Правда, что прогресс ясных и достоверных сведений, разрешив прежние волнующие проблемы, поставил на место их новые и вызвал новые споры, но эти споры носят более безличный и менее обостренный характер, исключающий всякое чрезмерное увлечение: споры философские, литературные, эстетические, мо­ральные, которые возбуждают противников, не задевая их за жи­вое. Одни только парламентские споры, по-видимому, — может быть, действительно только по-видимому — ускользают от этого закона прогрессивного смягчения: можно было бы сказать, что в наших современных государствах фермент раздора стремится спрятаться там, как в своем последнем убежище.

Итак, можно утверждать, что будущность принадлежит мягкому и спокойному разговору, полному учтивости и любезности. Что же касается того, какой род разговора будет в конце концов преобладать, — любовный ли, философский, или эстетический — то нет ничего, что позволяло бы решить этот вопрос. Эволюция разговора без сомнения будет иметь нисколько исходов точно так же, как она имела несколько начал и несколько различных путей, несмотря на некоторое единство общего наклонения[32][32].

IV

Бросив общий взгляд на эволюцию разговора, займемся подробнее разговором, культивируемым как особый род искусства и прелестное удовольствие[33][33]. В какой момент расцветает он в этом виде? Признаком более или менее достоверным такого расцвета может служить процветание драматического искусства, и особенно комедии, которая со своей исключительно диалогической формой не могла бы пробраться в первый ряд литературы и утвердиться в эпических рассказах, где развивается только действие, если бы в действительной жизни не было примеров разговоров таких же блестящих и прекрасных, как битвы. Этим объясняется тот факт, что эпопея всюду предшествовала драме. За­метим, что разговоры всегда отражают действительную жизнь: эскимос, краснокожий говорят только об охоте, солдаты болтают о сражениях, игроки об игре, матросы о путешествиях. Привычный образ жизни воспроизводится ночью в сновидениях, а днем — в разговорах, которые являются сложными, взаимно внушенными сновидениями двоих или троих.

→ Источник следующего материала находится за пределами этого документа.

PR #246, opened 2017-07-24
choose a more random port

honnix:
8080 is too well-known not to collide with others.

@axelri


axelri:
Seems fine! I could not find any other instances of the old port in test classes.

PR #247, opened 2017-07-24
something better than Optional.empty

honnix:


honnix:
@axelri PTAL

btw, this coverage check will never succeed since we have no test case :(

ulzha:
:+1:

axelri:
Looks good to me

PR #248, opened 2017-07-25
Guard triggering of each workflow

honnix:
The triggering process may fail with an unchecked exception and hence it
can affect rest of the workflows in the map.

Remediation for INCIDENT-6128.

@ulzha @fabriziodemaria PTAL

### DIFF
--- a/styx-scheduler-service/src/main/java/com/spotify/styx/TriggerManager.java
+++ b/styx-scheduler-service/src/main/java/com/spotify/styx/TriggerManager.java
@@ -20,6 +20,7 @@
 
 package com.spotify.styx;
 
+import static com.spotify.styx.util.GuardedRunnable.guard;
 import static com.spotify.styx.util.TimeUtil.nextInstant;
 import static java.util.Objects.requireNonNull;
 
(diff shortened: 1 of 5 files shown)


fabriziodemaria:
LGTM

honnix:
That is a a very good place to do some validation, for both schedule source and api.

styx-scheduler-service/src/main/java/com/spotify/styx/TriggerManager.java
```diff
@@ -71,30 +72,30 @@ void tick() {
       }
     } catch (IOException e) {
       LOG.warn("Couldn't fetch global enabled status, skipping this run.");
-      return ;
+      return;
     }
 
-    final Map<Workflow, TriggerInstantSpec> map;
-    final Set<WorkflowId> enabled;
+    final Map<Workflow, TriggerInstantSpec> canBeTriggeredWorkflows;
```
ulzha: :star:

styx-scheduler-service/src/main/java/com/spotify/styx/TriggerManager.java
```diff
@@ -71,30 +72,30 @@ void tick() {
...
-    map.entrySet().forEach(entry -> {
-      final Workflow workflow = entry.getKey();
-      final Schedule schedule = workflow.configuration().schedule();
-      final TriggerInstantSpec instantSpec = entry.getValue();
-
-      if (now.isBefore(instantSpec.offsetInstant())) {
-        return;
-      }
+    canBeTriggeredWorkflows.entrySet().stream()
+        .filter(entry -> !now.isBefore(entry.getValue().offsetInstant()))
```
ulzha: Hard to read. Can we avoid negated logic, turning it around?

honnix: yeah, thought about this. that would slightly change the original logic if `it is now exactly`.

honnix: That wouldn't matter. Let's change it.

honnix: It was amazing we have test cases replying on exact time matching. Good catch of that!

ulzha: Ah, somewhat unfortunate, didn't intend to change the logic. Anyway fine.

ulzha:
:+1:

PR #249, opened 2017-07-25
patch at component level is gone from v3

honnix:
historically this has been causing more troubles than benefit.

@ulzha PTAL


ulzha:
:+1:

PR #251, opened 2017-07-26
V3 api description

honnix:
component level state PATCH only exists for V2 and lower, will be
deprecated soon.

@axelri PTAL

After being merged, we will generate html version to gh-pages branch.


axelri:
👍

PR #2136, opened 2024-06-05
Implement complete constant resolution algorithm

vinistock:
### Motivation

Now that we have ancestor linearization, we can finally resolve constants properly. This PR implements the algorithm for constant resolution in Ruby - with a few twists due to the nature of lazy static analysis.

### Implementation

We tried to document the code as much as possible. I'll describe the algorithm, which has essentially 3 distinct paths.

#### Top level references

```ruby
module First
  module Second
    ::CONST
  end
end
```

Top level references are the simplest ones. The nesting is completely ignored. All we have to do is try to find the name in the index. We do need to account for aliases too since the top level reference can include a portion of the name that points to an alias.

#### Qualified references

```ruby
module First
  module Second
    Third::CONST
  end
end
```

For qualified references, this is the order of resolution:

1. First, try to find the declaration within the exact namespace where we found the reference `First::Second::Third::CONST`
2. Then, try to find the declaration in ancestors of the namespace where we found the reference. We search all ancestors of `First::Second`
3. Then, try to find it in enclosing lexical scopes excluding the top level (which is always considered only as a fallback). We search `First::Third::CONST`
4. Finally, since we didn't find anything, search for `Third::CONST` in the top level

#### Unqualified references

```ruby
module First
  module Second
    CONST
  end
end
```

Unqualified references have the order of operations swapped:

1. First, try to find the declaration within the exact namespace where we found the reference `First::Second::CONST`
2. Then, try to find it in enclosing lexical scopes **before searching ancestors**. This also excludes the top level. We search `First::CONST`
3. Then, try to find the declaration in ancestors of the namespace where we found the reference. We search all ancestors of `First::Second`
4. Finally, since we didn't find anything, search for `CONST` in the top level

#### Notes

1. Ruby never searches the ancestors of any enclosing lexical scope except the most specific one
2. We may want to create a cache for resolutions. Maybe a hash that maps the concatenated `name + nesting` and points to the resolved name. However, knowing when to invalidate the cache would be quite tricky. I recommend we avoid caching for now
3. Fun fact: thanks to the lazy nature of our static analysis, we are actually able to "properly" resolve circular references despite them being invalid Ruby code. See `IndexTest#test_resolving_circular_alias and IndexTesttest_resolving_circular_alias_three_levels`. This is why we need that `seen_names` array, which not only protects the index from infinite recursion, but also allows us to resolve these cases

### Automated Tests

Added a bunch of tests for various constant reference scenarios, but if you can think of anything that we missed, please propose more tests.

### DIFF
--- a/lib/ruby_indexer/lib/ruby_indexer/index.rb
+++ b/lib/ruby_indexer/lib/ruby_indexer/index.rb
@@ -140,35 +140,53 @@ module RubyIndexer
       candidates
     end
 
-    # Try to find the entry based on the nesting from the most specific to the least specific. For example, if we have
-    # the nesting as ["Foo", "Bar"] and the name as "Baz", we will try to find it in this order:
-    # 1. Foo::Bar::Baz
-    # 2. Foo::Baz
-    # 3. Baz
-    sig { params(name: String, nesting: T::Array[String]).returns(T.nilable(T::Array[Entry])) }
-    def resolve(name, nesting)
+    # Resolve a constant to its declaration based on its name and the nesting where the reference was found. Parameter
+    # documentation:
+    #
+    # name: the name of the reference how it was found in the source code (qualified or not)
+    # nesting: the nesting structure where the reference was found (e.g.: ["Foo", "Bar"])
+    # seen_names: this parameter should not be used by consumers of the api. It is used to avoid infinite recursion when
+    # resolving circular references
+    sig do
+      params(
+        name: String,
+        nesting: T::Array[String],
+        seen_names: T::Array[String],
+      ).returns(T.nilable(T::Array[Entry]))
+    end
+    def resolve(name, nesting, seen_names = [])
+      # If we have a top level reference, then we just search for it straight away ignoring the nesting
       if name.start_with?("::")
-        name = name.delete_prefix("::")
-        results = @entries[name] || @entries[follow_aliased_namespace(name)]
-        return results&.map { |e| e.is_a?(Entry::UnresolvedAlias) ? resolve_alias(e) : e }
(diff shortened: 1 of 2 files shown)


lib/ruby_indexer/test/index_test.rb
```diff
@@ -46,6 +46,7 @@ class Bar
           end
 
           class Baz
+            puts Foo::Bar
```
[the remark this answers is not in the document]
vinistock: Oops. Leftover testing.

lib/ruby_indexer/lib/ruby_indexer/index.rb
```diff
@@ -434,22 +452,147 @@ def handle_change(indexable)
...
+      else
+        # The name includes some parts of the nesting. We need to remove the redundant parts
+        "#{namespace}::#{T.must(name_parts[index..-1]).join("::")}"
+      end
+    end
+
+    sig { params(full_name: String, seen_names: T::Array[String]).returns(T.nilable(T::Array[Entry])) }
+    def direct_or_aliased_constant(full_name, seen_names)
+      entries = @entries[full_name] || @entries[follow_aliased_namespace(full_name)]
+      entries&.map { |e| e.is_a?(Entry::UnresolvedAlias) ? resolve_alias(e, seen_names) : e }
```
Morriar, line 595: I was thinking of extracting just this part so it can be better reused, example lines 189 and 509

vinistock: I extracted the specific usage of lines 189 and 509 instead. This method is used more often than the usage of lines 189 and 509, it is used 5 times.

Morriar (approved):

st0012 (approved):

Он воспроизводится также в письменной литературе, которая есть закрепление слова. Но дра­матическое искусство есть нечто большее, оно есть воспроизведение, а не только сохранение слова. Оно является в некотором ро­де отражением отраженья действительной жизни.

Еще более очевидным признаком царства культивированного слова является обыкновение в домах высших классов отделять одну комнату специально для болтовни (causoir). Уже существование такой публичной комнаты не менее многозначительно: у греков в их гимназиях принято было устраивать наряду с другими помещениями огороженное пространство, покрытое или непокрытое, называемое экседра, где собирались философы, и которое служило им клубом. Это было лучше, чем устраивать салон на вольном воздухе, как в наших деревнях, «под древесным шатром». Римские патриции времен империи, без сомнения по примеру греков, имели в своих богатых жилищах рядом с триклиниями и библиотеками галереи, называемые также экседра, где они принимали философов, поэтов и почетных посетителей.

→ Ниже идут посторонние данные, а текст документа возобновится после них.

Issue #1939, opened 2024-04-15
Support singleton constants resolution (and/or indexing)


st0012:
Example:

```rb
class Foo
  BAR = 10

  class << self
    B # suggest BAR
    CAT = 20
    C # suggest CAT

    def bar
      B # suggest BAR
      C # suggest CAT
    end
  end
end
```

```rb
module Qux
  BAZ = 321
end

module Baz
  prepend Qux
end

class Foo
  BAR = 123
  extend Baz

  class << self
    B # suggest BAR
  end
end
```

PR #2142, opened 2024-06-06
Associate singleton methods with the right owner objects

vinistock:
### Motivation

First step for #1939

This PR starts the work to handle singleton contexts properly. It creates the singleton class object and starts associating methods to it.

The next steps are handling constants defined inside singleton contexts and properly handling instance variables.

### Implementation

First commit creates the `SingletonClass` object. Since they have ancestors of their own, I made it a `Namespace`. Note that modules also have singleton classes.

Also, note that singleton classes also have their own singleton class. Ruby allows you to keep chaining it and creates more levels lazily, which is what we're doing too.

The second commit gets rid of the `InstanceMethod` and `SingletonMethod` classes. There are only methods and the distinction is made by their owner.

### Automated Tests

Added a few tests and corrected others.

### DIFF
--- a/lib/ruby_indexer/lib/ruby_indexer/declaration_listener.rb
+++ b/lib/ruby_indexer/lib/ruby_indexer/declaration_listener.rb
@@ -33,6 +33,8 @@ module RubyIndexer
         :on_class_node_leave,
         :on_module_node_enter,
         :on_module_node_leave,
+        :on_singleton_class_node_enter,
+        :on_singleton_class_node_leave,
         :on_def_node_enter,
         :on_def_node_leave,
         :on_call_node_enter,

Происхождение наших современных салонов весьма различно. Не ведут ли они свое происхождение от комнаты для разговора (parloir), существовавшей в монастырях, хотя она и отвечала потребности другого рода, а именно сделать где-нибудь исключение, и необходимое исключение для монастырского пра­вила молчания? [34][34] Это кажется весьма вероятным. Как бы то ни было, появившийся в итальянских дворцах в XV в. салон расп­ространился в замках французского Ренессанса и в парижских отелях[35][35]. Но его распространение двигалось весьма медленно в буржуазных домах вплоть до нашего века, когда нет такого маленького помещения, которое не претендовало бы иметь свой салон. Читая сделанное Делагантом описание того дома, который построил себе его прапрадед в Креси в 1710 г., я замечаю, что там не было отдельной комнаты для приема посетителей. Залу, столовую, даже спальню, — все это совмещала в себе одна комната. А дело идет о представителе средней буржуазии, стоявшем на пути к обогащению. В этом доме обедали часто на кухне. Но в этом доме, слывшем тогда за весьма комфортабельный, был «ка­бинет отдохновения», предназначенный для одиночества, а не для приемов.

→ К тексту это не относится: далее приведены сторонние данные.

PR #2145, opened 2024-06-07
Ensure update server gem command updates the locked server

vinistock:
### Motivation

Our current implementation of the update language server gem command only runs `gem update ruby-lsp`. But that's actually not relevant for the version of the server that actually gets booted since that's controlled by the version locked in `.ruby-lsp/Gemfile.lock`.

Во Франции отель Рамбулье, открывший свой салон почти на заре великого века, около 1600 г., был не первой колыбелью, но первой школой искусства болтать. И именно благодаря 800 prй­cieuses, которые были воспитаны на этих уроках, и имена которых сохранились для потомства, распространилась, употребляя выражение одного современника, «всеобщая горячка разговора»; а из Франции, бывшей в те времена всемирным образцом, эта страсть вскоре распространилась и за границу. Она несомненно имела глубокое влияние на образование и преобразование французского языка. Prйcieuses, говорит нам аббат де Пюр[36][36], «дают торжественный обет чистоты стиля, вечной войны с педантами и провинциалами». По словам Сомэза, «они говорят иногда новые слова, не замечая этого, но вводят их с наивысшей осторожностью и деликатностью, какую только можно вообразить».

По словам аббата де Пюр, вопросы языка и грамматики поднимаются в их разговорах ежеминутно, по каждому случаю. Одна из них не хочет, чтобы говорили: «я люблю дыню», так как это значит унижать слово «любовь». Каждая из них имеет свой день, когда назначается свидание противникам на этих турнирах болтовни. Отсюда появляется Calendrier des ruelles. Этот обычай приписывался мадемуазель де Скюдери, и наши бесчисленные современницы, имеющие также свой день, являются, сами не зная того, ее подражательницами.

Для prйcieuses и для всех дам высшего общества, подражавших им, разговор был таким всепоглощающим искусством, что они остерегались на своих собраниях употреблять в дело свои десять пальцев, несмотря на совершенно противоположный обычай у женщин их эпохи.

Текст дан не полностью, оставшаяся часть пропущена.